Staphylococcus can release an exotoxin leading to specific infections including acute gastroenteritis, toxic shock syndrome and scalded skin syndrome.

  • Toxic shock syndrome (TSS)
    • TSS toxin-1
    • Diffuse erythematous rash, diarrhoea, vomiting, fever, desquamation of palms and soles with septic shock
    • Classically following infected ‘lost tampon’ used during menses
    • However, 50% cases now unrelated to menses.
  • Scalded skin syndrome (SSS)
    • Exfoliative toxin A & B
    • Classically affects neonates
    • Widespread blistering rash with exfoliation of skin
    • Fluid loss and heat loss are most common problems.


Management depends on resistant patterns and allergy status, but options typically include flucloxacillin (MSSA) or vancomycin (CoNS, MRSA).


Streptococcal microorganisms cause a wide range of clinically relevant infections.

Streptococcal classification is more complex and bacteria are broadly divided into three groups: alpha-, beta- and gamma-haemolytic.


Streptococcal microorganisms are divided by their haemolytic properties.

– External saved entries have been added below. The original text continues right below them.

PR #335, opened 2025-06-24
Add UUID value support

patricklucas:
I was getting bounds deserialization errors on a table with a UUID column and traced it here—"UUID not implemented yet". I'm a bit surprised to be the first one to comment on this; I'm writing Iceberg tables using the Java API, but maybe other systems like Spark don't use the native UUID type in Iceberg?

I am not a C++ developer, so I'd appreciate some expert eyes on this. I'm also not familiar with the testing setup—I'm happy to add a test for this, but would like some direction before making something up.


Tishj:
Hey, thanks for raising this, I would like to implement this but at the time I couldn't get a system to properly produce tables with UUID columns

If you could add a table in `data/persistent/<table name>` that has a UUID column that would be greatly appreciated, I can take over the C++ side from there if you like 👍

patricklucas:
Thanks, I'll look into adding the test table.

The main stumbling block I had was at first unpacking into a `hugeint_t` rather than a `uhugeint_t`—literally a single bit out of place!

The two major groups are alpha- and beta-haemolytic. Beta-haemolytic bacteria are further divided based on Lancefield grouping.

  • Alpha-haemolytic
    • Streptococcus pneumonia
    • Streptococcus viridans 
  • Beta-haemolytic
    • Group A (S. pyogenes)
    • Group B (S. agalactiae)
    • Group C (S. dysgalactiae)
    • Group D (S. Bovis)
    • Others

Traditionally, enterococcal microorganisms were classified as beta-haemolytic group D streptococci. However, they have now been reclassified to an independent genus


Streptococcal microorganisms typically form cocci in chains. Some Streptococci, like S. Pneumoniae, form Diplococci (two bacteria together).


Streptococci are commonly found on the skin and in the throat.

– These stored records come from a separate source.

PR #343, opened 2025-07-01
Add `iceberg_to_ducklake` function, used to do a metadata-only conversion of an Iceberg REST catalog to DuckLake.

Tishj:
### Details

We use the latest metadata version of the Iceberg table to base the conversion on.

Conversion is done in a way that preserves the table history.

We create a DuckLake snapshot based on the `timestamp_ms` of the Iceberg table snapshot, this allows multiple tables to be part of the same DuckLake snapshot (as DuckLake snapshots cover the entire catalog, rather than a single table).
Another notable difference between the two snapshots is that DuckLake snapshots don't only cover data changes, a snapshot can consist only of a schema change.

Because of this, we can't convert **empty** tables, as no snapshot exists for those tables, so they are skipped in the conversion.
A change to a partition/schema that is not followed by a new Iceberg snapshot will not show up in the conversion, as we can't pinpoint those changes to a snapshot.

To correctly convert the data/delete file metadata, we look at the diff between each snapshot to determine when data/delete files are added and deleted.

The same approach is taken for schema changes, the DuckLake table schema consists of separate columns, every add/alter becomes a new entry, which is updated when the column version is dropped (either by a drop or by an alter of the column).

### Parameters

The `skip_table: VARCHAR[]` named parameter can be used to provide a list of tables to skip in the conversion.
This is useful in case the catalog contains tables that do not meet the conversion requirements. (see Requirements)

### Implementation Details

We iterate through the REST catalogs top-level namespaces and their tables, for every table we iterate through its snapshots.

Using the schema_id of the snapshot we use the first snapshot that references it as  the `begin_snapshot` of a new schema.

The same is done for partition specs referenced by a `manifest_file` struct, whatever snapshot these first appear in will be used as the `begin_snapshot` of the partition information.

The following ids are dictated by the `begin_snapshot` that is assigned to them:
- `table_id` (`next_catalog_id`)
- `schema_id` (`next_catalog_id`)
- `data_file_id` (`next_file_id`)
- `delete_file_id` (`next_file_id`)
- `partition_id` (no explicit reference id)

In the `ducklake_snapshot` table, the `next_catalog_id` and `next_file_id` have to be bigger than the ids that are used in the snapshot, and the ids belonging to the next snapshot have to **start** with these `next_*` ids.

Because of this, all assignment of these ids are delayed, until we've processed all tables (and thus created all snapshots)

Thankfully, these references can't be cyclic and there is a defined order we can assign the ids in that ensures all dependent ids are assigned by the time we have to finalize the entry (assign its id)

### Requirements

- Equality Deletes are not supported.
- Deletion Vectors are not supported [1].
- Only `parquet` is supported for the data files.
- Only 1 active positional delete can exist for a data file.
- A positional delete can only contains deletes for a single data file.
- `bucket`, `truncate` and `void` transforms are not supported.

1. There are plans to support this in DuckLake, at which point we can add support to the function for it.

#### Use `metadata-log` to timestamp orphan schema changes.

We can perhaps substitute some of the shortcomings of the Iceberg snapshot by making use of the `metadata-log`:
```json
  "metadata-log" : [ {
    "timestamp-ms" : 1746881394503,
    "metadata-file" : "data/persistent/partition_float/metadata/v1.metadata.json"
  } ]
```
To pinpoint changes made to a schema (namespace), table, table schema or partition information that isn't part of a snapshot to a timestamp, in order to create a suitable DuckLake snapshot for them.

#### Support incremental changes with depth

The function should support incremental conversion, currently the function expects the DuckLake catalog to be entirely empty when the function is ran.

#### Support conversion without depth

This would allow incremental changes to be made more easily, at the cost of sacrificing history.
The latest (or a selected) snapshot would be used as the source of truth, dating this ducklake snapshot to the current time (ignoring the `timestamp_ms` of the iceberg snapshot)

### DIFF
--- a/src/iceberg_functions/iceberg_to_ducklake.cpp
+++ b/src/iceberg_functions/iceberg_to_ducklake.cpp
@@ -70,7 +70,7 @@ public:
 		base_file_id = serializer.next_file_id;
 
 		//! Update the serializer to point to the next id starts
-		serializer.schema_version += catalog_changes;
+		serializer.schema_version += !!catalog_changes;
 		serializer.next_catalog_id += catalog_additions;
 		serializer.next_file_id += files_added;
 


src/iceberg_functions/iceberg_to_ducklake.cpp
```diff
@@ -0,0 +1,1546 @@
...
+				throw InvalidInputException("'skip_tables' has to be provided as a list of strings");
+			}
+			auto &tables = ListValue::GetChildren(kv.second);
+			for (auto &table : tables) {
+				ret->table_names_to_skip.insert(table.GetValue<string>());
+			}
+		}
+	}
+
+	schema_set.LoadEntries(context);
```
Tmonster, line 1394: Why are we Loading all the entries and adding this information in the BindStage? I would like type of functionality should go during function execution?

src/iceberg_functions/iceberg_to_ducklake.cpp
```diff
@@ -0,0 +1,1546 @@
...
+
+public:
+	string FinalizeEntry(DuckLakeMetadataSerializer &serializer) {
+		//! Set these, so we can use these to create the correct ids for the catalog/file entries added by this snapshot
+		base_schema_version = serializer.schema_version;
+		base_catalog_id = serializer.next_catalog_id;
+		base_file_id = serializer.next_file_id;
+
+		//! Update the serializer to point to the next id starts
+		serializer.schema_version += catalog_changes;
```
Tmonster: does the schema version need to be increased by the number of catalog changes?

src/iceberg_functions/iceberg_to_ducklake.cpp
```diff
@@ -0,0 +1,1546 @@
...
+			tables.FillEntry(context, table);
+			ret->AddTable(table, context, options);
+		}
+	}
+
+	ret->AssignSchemaBeginSnapshots();
+
+	ret->sql_statements = ret->CreateSQLStatements();
+	for (auto &statement : ret->sql_statements) {
+		Printer::Print(statement);
```
Tmonster: nit: I guess these should be removed?

src/iceberg_functions/iceberg_to_ducklake.cpp
```diff
@@ -0,0 +1,1546 @@
...
+				auto max_value = stats.max_value.IsNull() ? "NULL" : "'" + stats.max_value.ToString() + "'";
+				auto values = StringUtil::Format("VALUES(%d, %d, %s, %s, %s, %s);", table_id, column_id, contains_null,
+				                                 contains_nan, min_value, max_value);
+				sql.push_back(
+				    StringUtil::Format("INSERT INTO {METADATA_CATALOG}.ducklake_table_column_stats %s", values));
+			}
+		}
+
+		//! ducklake_snapshot_changes
+		for (auto &it : snapshots) {
```
Tmonster, line 1228: Looking at the sql statements produced on my local, it looks like the schema was created in the last snapshot, which shouldn't be the case right? Is this the same in your local testing?
```
INSERT INTO __ducklake_metadata_my_ducklake.ducklake_snapshot_changes VALUES(0, 'created_table:"default"."t1",inserted_into_table:0');
INSERT INTO __ducklake_metadata_my_ducklake.ducklake_snapshot_changes VALUES(1, 'created_table:"default"."t2",inserted_into_table:1');
INSERT INTO __ducklake_metadata_my_ducklake.ducklake_snapshot_changes VALUES(2, 'created_table:"default"."create_table_t1_1",inserted_into_table:2');
INSERT INTO __ducklake_metadata_my_ducklake.ducklake_snapshot_changes VALUES(3, 'created_table:"default"."create_table_t2_1",inserted_into_table:3');
INSERT INTO __ducklake_metadata_my_ducklake.ducklake_snapshot_changes VALUES(4, 'created_table:"default"."new_table",inserted_into_table:4');
INSERT INTO __ducklake_metadata_my_ducklake.ducklake_snapshot_changes VALUES(5, 'created_table:"default"."new_table_2",inserted_into_table:5');
INSERT INTO __ducklake_metadata_my_ducklake.ducklake_snapshot_changes VALUES(6, 'created_table:"default"."from_parquet_table",inserted_into_table:6');
INSERT INTO __ducklake_metadata_my_ducklake.ducklake_snapshot_changes VALUES(7, 'created_table:"default"."new_table_3",inserted_into_table:7');
INSERT INTO __ducklake_metadata_my_ducklake.ducklake_snapshot_changes VALUES(8, 'created_table:"default"."new_table_4",inserted_into_table:8');
INSERT INTO __ducklake_metadata_my_ducklake.ducklake_snapshot_changes VALUES(9, 'created_table:"default"."new_table_5",inserted_into_table:9');
INSERT INTO __ducklake_metadata_my_ducklake.ducklake_snapshot_changes VALUES(10, 'created_table:"default"."my_new_table",inserted_into_table:10');
INSERT INTO __ducklake_metadata_my_ducklake.ducklake_snapshot_changes VALUES(11, 'created_table:"default"."new_table_6",inserted_into_table:11');
INSERT INTO __ducklake_metadata_my_ducklake.ducklake_snapshot_changes VALUES(12, 'created_schema:"default",created_table:"default"."new_table_7",inserted_into_table:12');
```

Tmonster (commented):
Looks good. I keep getting an error though when trying to run the test myself.
```
INTERNAL Error:
Calling GetValueInternal on a value that is NULL

Stack Trace:

0        _ZN6duckdb9ExceptionC2ENS_13ExceptionTypeERKNSt3__112basic_stringIcNS2_11char_traitsIcEENS2_9allocatorIcEEEE + 64
1        _ZN6duckdb17InternalExceptionC1ERKNSt3__112basic_stringIcNS1_11char_traitsIcEENS1_9allocatorIcEEEE + 20
2        _ZNK6duckdb5Value16GetValueInternalIyEET_v + 1896
3        _ZN6duckdb23DuckLakeMetadataManager16GetFilesForTableERNS_18DuckLakeTableEntryENS_16DuckLakeSnapshotERKNSt3__112basic_stringIcNS4_11char_traitsIcEENS4_9allocatorIcEEEE + 1356
4        _ZN6duckdb21DuckLakeMultiFileList16GetFilesForTableEv + 128
5        _ZN6duckdb21DuckLakeMultiFileList8GetFilesEv + 80
6        _ZN6duckdb21DuckLakeMultiFileList17GetTotalFileCountEv + 12
7        duckdb::MultiFileFunction<duckdb::ParquetMultiFileInfo>::MultiFileProgress(duckdb::ClientContext&, duckdb::FunctionData const*, duckdb::GlobalTableFunctionState const*) + 64
8        duckdb::PhysicalTableScan::GetProgress(duckdb::ClientContext&, duckdb::GlobalSourceState&) const + 52
9        duckdb::Pipeline::GetProgress(duckdb::ProgressData&) + 180
10       duckdb::Executor::GetPipelinesProgress(duckdb::ProgressData&) + 144
11       duckdb::ProgressBar::Update(bool) + 60
12       duckdb::ClientContext::ExecuteTaskInternal(duckdb::ClientContextLock&, duckdb::BaseQueryResult&, bool) + 124
13       duckdb::PendingQueryResult::ExecuteInternal(duckdb::ClientContextLock&) + 120
14       duckdb::PendingQueryResult::Execute() + 56
15       duckdb_shell_sqlite3_print_duckbox + 520
16       duckdb_shell::ShellState::ExecutePreparedStatement(sqlite3_stmt*) + 588
17       duckdb_shell::ShellState::ExecuteSQL(char const*, char**) + 388
18       duckdb_shell::ShellState::RunOneSqlLine(char*) + 248
19       duckdb_shell::ShellState::ProcessInput() + 888
20       main + 3996
21       start + 2360
```

Ducklake works by itself (i.e creating tables etc.). Have you encountered this @Tishj ?

Tmonster:
I got my error by just creating all the spark rest tables and running the conversion script in the test
```
python3 -m scripts.data_generators.generate_data spark-rest
```

src/iceberg_functions/iceberg_to_ducklake.cpp
Tishj: It can be increased by 1 instead, so I could add a `!!` in front of this to only increment it once.
The `schema_version` is just used to indicate to DuckLake that the schema has changed in the snapshot, otherwise it will cache the old version

src/iceberg_functions/iceberg_to_ducklake.cpp
Tishj: Hmm now that you mention it, I have the same result
Good catch, I'll see what's up there

src/iceberg_functions/iceberg_to_ducklake.cpp
Tishj: I don't think it matters, we're not relying on any runtime data, so we can already do all this during the bind / initialization of the global state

Infections associated with streptococci depend on the type (i.e. alpha vs. beta-haemolytic) and include the following:

  • Group A - beta-haemolytic
    • Tonsillitis/pharyngitis
    • Cellulitis +/- Necrotising fasciitis
    • Scarlet fever
    • Rheumatic fever
  • Group B - beta-haemolytic
    • Neonatal infections (meningitis, pneumonia, sepsis)
    • Found in vaginal flora in high percentage of pregnancies
  • Alpha-haemolytic
    • Pneumonia
    • Meningitis
    • Endocarditis (usually left-sided from alpha-haemolytic microorganisms)
    • Dental infections

Enterococci (re-classified from streptococci) can form part of the normal bowel flora. They are commonly associated with UTIs, biliary infections, intra-abdominal infections and endocarditis. 

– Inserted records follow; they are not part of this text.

PR #346, opened 2025-07-03
Fix struct filter issue, implement hour+month transform,

### LINKED ISSUE #339: `Expected to find a StructFilter for child_index: 2, found 0 instead` when querying nested data produced by redpanda
Hi,

I'm testing again DuckDB interoperability with data produced by Redpanda and ran into the following error:

```sql
SELECT *
  FROM iceberg_scan('s3://panda-bucket/redpanda-iceberg-catalog/redpanda/foo/metadata/v1.metadata.json')
  WHERE redpanda.partition = 0;
```

```
Invalid Configuration Error:
Expected to find a StructFilter for child_index: 2, found 0 instead
```

Table structure can be seen in the following query:

```sql
SELECT *
  FROM iceberg_scan('s3://panda-bucket/redpanda-iceberg-catalog/redpanda/foo/metadata/v1.metadata.json');
```

```
┌─────────────────────────────────────────────────────────────────────────────────────────────────────────────────────────────┬─────────────┐
│                                                          redpanda                                                           │    value    │
│ struct("partition" integer, "offset" bigint, "timestamp" timestamp, headers struct("key" blob, "value" blob)[], "key" blob) │    blob     │
├─────────────────────────────────────────────────────────────────────────────────────────────────────────────────────────────┼─────────────┤
│ {'partition': 0, 'offset': 0, 'timestamp': '2025-06-26 19:45:32.478', 'headers': NULL, 'key': NULL}                         │ hello world │
└─────────────────────────────────────────────────────────────────────────────────────────────────────────────────────────────┴─────────────┘
```

Attaching copy of s3 table contents:  [issue.tar.gz](https://github.com/user-attachments/files/20932394/issue.tar.gz).

Any help appreciated. Seems to work with Spark Iceberg nested data but then Spark has no problem querying redpanda data either. Not sure where exactly the issue lies.

Tishj:
This PR fixes #339 

I've also added the HourTransform, as it's used by the test table.
And while I was at it I figured I'd also add the missing `MonthTransform`, there aren't tests for it, but the change is straight forward enough that I'm confident it's fine without it.

I've also fixed an issue in the `DayTransform`, I don't think we were correctly transforming the constant to days since epoch.

Last, but definitely not least, I've added the `relativize-iceberg-table` script made by @patricklucas (I've transformed it to python though)
This will be a huge help going forward in making reproductions created by users transformable to be ran and submitted as tests to the repo 🥳


patricklucas:
I wondered if you'd spot the script. :) Mostly threw an LLM at it so quite possible there's some redundancy/edge cases in those jq scripts.

Also FYI, noticed that the test tables you added do reference absolute paths.

Tishj:
Whoops, those should be relative to `data/persistent` 😅 
I threw an LLM at converting it to python, then needed to fix a couple small things
Looks like I need to fix another small thing in the paths used

scripts/relativize_iceberg_table.py
```diff
@@ -0,0 +1,203 @@
...
+def backup_and_replace_metadata(table_path: Path, temp_metadata_dir: Path):
+    backup_dir = table_path / f"metadata.backup.{datetime.now().strftime('%Y%m%d_%H%M%S')}"
+    print(f"Creating backup at: {backup_dir}")
+    shutil.move(str(table_path / "metadata"), str(backup_dir))
+    shutil.move(str(temp_metadata_dir), str(table_path / "metadata"))
+
+
+def main():
+    args = parse_args()
+    table_path = Path(args.table_path).resolve()
```
Tishj: This is the culprit for producing absolute paths

PR #354, opened 2025-07-04
Only revert distribution pipeline

Tmonster:


carlopi:
I think solved via https://github.com/duckdb/duckdb-iceberg/pull/356

PR #356, opened 2025-07-07
Make `main` branch wasm compatible

carlopi:
This is supposed to pass CI, and make so that all platforms build from the same branch: `main`. If this is merged, `wasm` branch can then be deleted (or left orphan).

Antibiotics used to treat streptococcal infections include beta-lactams (i.e. penicillin, ceflasporins). In severe cases, or those with high resistance, glycopeptides (i.e. vancomycin) or carbapenems (i.e meropenem) are used.


There are four other major groups of gram positive bacteria that cause clinically significant infections in humans.

These four are the gram positive rods that are broadly divided into spore-forming (Bacillus, Clostridium) and non-sporing (Listeria, Corynebacterium). They are briefly discussed below.


Clostridium is an anaerobic gram positive rod that causes a range of clinically important infections related to toxin release. 

  • Clostridium difficile (i.e. 'C. Diff')
    • Profuse, watery diarrhoea due to secretions of two toxins (A & B)
    • Commonly associated with antibiotic use and overgrowth of 'C. diff' in the bowel
    • In severe cases causes pseudomembranous colitis and toxic mega colon
  • Clostridium botulinum
    • Causes flaccid paralysis due to secretion of neurotoxin.
    • Toxin now commercially available as Botox
  • Clostridium Tetani
    • Causes tetanus from release of tetanus toxin, vaccinations available
  • Clostridium perfringens
    • Cause of gas gangrene via alpha toxin leading to myonecrosis


Listeria monocytogenes can cause meningitis, often in neonates, or patients who have consumed unpasturised milk. 


Bacillus cereus is a common cause of food poisoning (i.e. gastroenteritis). It classically occurs following consumption of re-heated rice. 


Corynebacterium diphtheria releases an exotoxin that causes the potentially fatal condition diphtheria. Widespread vaccination programme now in place.